One is that Musk used Tesla to propel himself to enormous wealth and fame and then did what other wealthy and famous people do — turn inward to bask in the glow of other wealthy and famous people who feed each other’s inflated egos and plot how to keep the hoi polloi from absconding with their wealth and fame. Douglas Rushkof did an excellent job of explaining this dynamic in his book Survival of the Richest. If you haven’t read it, you really cannot be fully aware of what is happening in the rarefied stratosphere where Musk and his peers (if there are any) operate.
Two, Tesla exploded like a supernova more than a decade ago but has slipped into complacently lately as Musk’s mania for robotaxis has superseded the company’s focus on bringing affordable electric cars to market. The world does not need $100,000 trucks or $200,000 Roadsters. It does not need vehicles that can make the Kessel run in under 12 parsecs. It needs affordable vehicles that do what people need them to do reliably for years and years. They need to take the kids to soccer practice and the dentist, and get people to work on time in comfort and with a certain amount of style.

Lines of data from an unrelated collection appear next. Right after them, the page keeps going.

PR #499, opened 2023-11-09
Remove spotlight article

adamiak:
The size of the spotlight component is too big for the content, and we need to rethink if it even makes sense to show the tutorial there.

### DIFF
--- a/packages/frontend/src/view/pages/home/HomePage.tsx
+++ b/packages/frontend/src/view/pages/home/HomePage.tsx
@@ -71,7 +71,7 @@ function HomePage(props: HomePageProps) {
             />
             {props.tutorials.length > 0 && (
               <HomeTutorials
-                tutorials={props.tutorials.slice(0, MAX_TUTORIALS )}
+                tutorials={props.tutorials.slice(0, MAX_TUTORIALS)}
                 showViewAll={showViewAllTutorials}
                 className="hidden xl:flex"
               />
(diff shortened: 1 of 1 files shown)


packages/frontend/src/view/pages/home/HomePage.tsx
```diff
@@ -87,12 +85,6 @@ function HomePage(props: HomePageProps) {
               className="xl:hidden"
             />
           )}
-          {lastTutorial && (
```
torztomasz, line 90: lets also change MAX_TUTORIALS to 2 then on line 76 remove the "- 1" part and change 48 lane to `const showViewAllTutorials = props.tutorials.length > MAX_TUTORIALS`

torztomasz (changes requested):

packages/frontend/src/view/pages/home/HomePage.tsx
```diff
@@ -42,11 +41,10 @@ export function renderHomePage(props: HomePageProps) {
   return reactToHtml(<HomePage {...props} />)
 }
 
-const MAX_TUTORIALS = 3
+const MAX_TUTORIALS = 2
 
 function HomePage(props: HomePageProps) {
-  const showViewAllTutorials = props.tutorials.length > 3
-  const lastTutorial = props.tutorials[MAX_TUTORIALS - 1]
+  const showViewAllTutorials = props.tutorials.length > 2
```
torztomasz, line 47:
```suggestion
  const showViewAllTutorials = props.tutorials.length > MAX_TUTORIALS
```

torztomasz (approved):

PR #540, opened 2026-02-16
Add IP Rate Limitting Middleware

adamiak:
Allow to limit number of requests per minut by IP, by setting IP_RATE_LIMIT_PER_MINUTE env variable.


torztomasz (approved):
code looks good overall
however why not just smash cloudflare at it? that's what we have done for api.l2beat.com and some more

PR #300, opened 2018-02-22
Improved fallbacks for macOS serial port detection

gedankenexperimenter:
Several people have reported difficulty flashing firmware on macOS High Sierra because the device port filename doesn't match the serial number from system_profiler. In particular, system_profiler would return a string ending in `E` whereas the device filename would have a `1`. This change adds a check for that filename explictily.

Musk’s focus on the offbeat to the exclusion of marketing research is intriguing but possibly contrary to the goal of long term profitability for Tesla. He pooh-poohed criticism of the Cybertruck, saying he personally didn’t care if it was a commercial success. That’s easy for someone with a few hundred billion in the bank, but hardly a basis for building a company with a history of sustained growth.
Third, some readers will have noted the reference to a 1984 novel by Czech writer Milan Kundera with a similar title. In that book, the protagonist, Tomáš, is a highly regarded surgeon and intellectual. He is also a womanizer. Musk, for all his achievements and wealth, has a simplistic relationship with women which seems to involve impregnating as many females as possible. One almost gets the impression that he intends to populate his proposed colony on Mars exclusively with his own progeny. The latest example was a post on X that he made shortly after Taylor Swift endorsed Kamala Harris for president.
Once again, Musk saw this as a funny joke, but others found it crude and creepy. Hillary Clinton told the San Francisco Chronicle the post was “another way of saying rape.” At a time when women’s reproductive health is such a significant part of the current political climate in the United States, Musk’s post was stupid, ignorant, tone deaf, and offensive. His apologists always make excuses for him because he is on the autism spectrum, but that is no excuse for being an arrogant ass and it certainly does not make him a good candidate for the gatekeeper of free speech for the entire digital world.
We would love to see Elon make Tesla the most successful car company in the world, but he is so distracted by his X escapades that it seems he doesn’t have time for Tesla anymore. He was once the head cheerleader for Tesla and the primary reason why its stock was valued far higher than other automakers’. Tesla was different and the difference was Musk and his indefatigable promotion of the Tesla brand. But he has abdicated that role so he can post a thousand times a week on X.
Part of the blame must fall on the company’s board of directors, who seem unwilling to rein Musk in, or incapable of it. Perhaps someday some smart securities lawyer will hold them to account for breaching their fiduciary duty to stockholders. The sense we have here at CleanTechnica is that Musk is a loose cannon, and because of that, the promise that Tesla once had is being squandered.
We would rather he stick to his original purpose of making Tesla the preeminent electric car company in the world. Instead, BYD is well on its way to doing precisely that and Musk has no answer for it. What Tesla desperately needs is a professional manager running the company who is not micro-dosing drugs and who is not tilting at windmills on social media 24/7. Elon, we hardly know you anymore.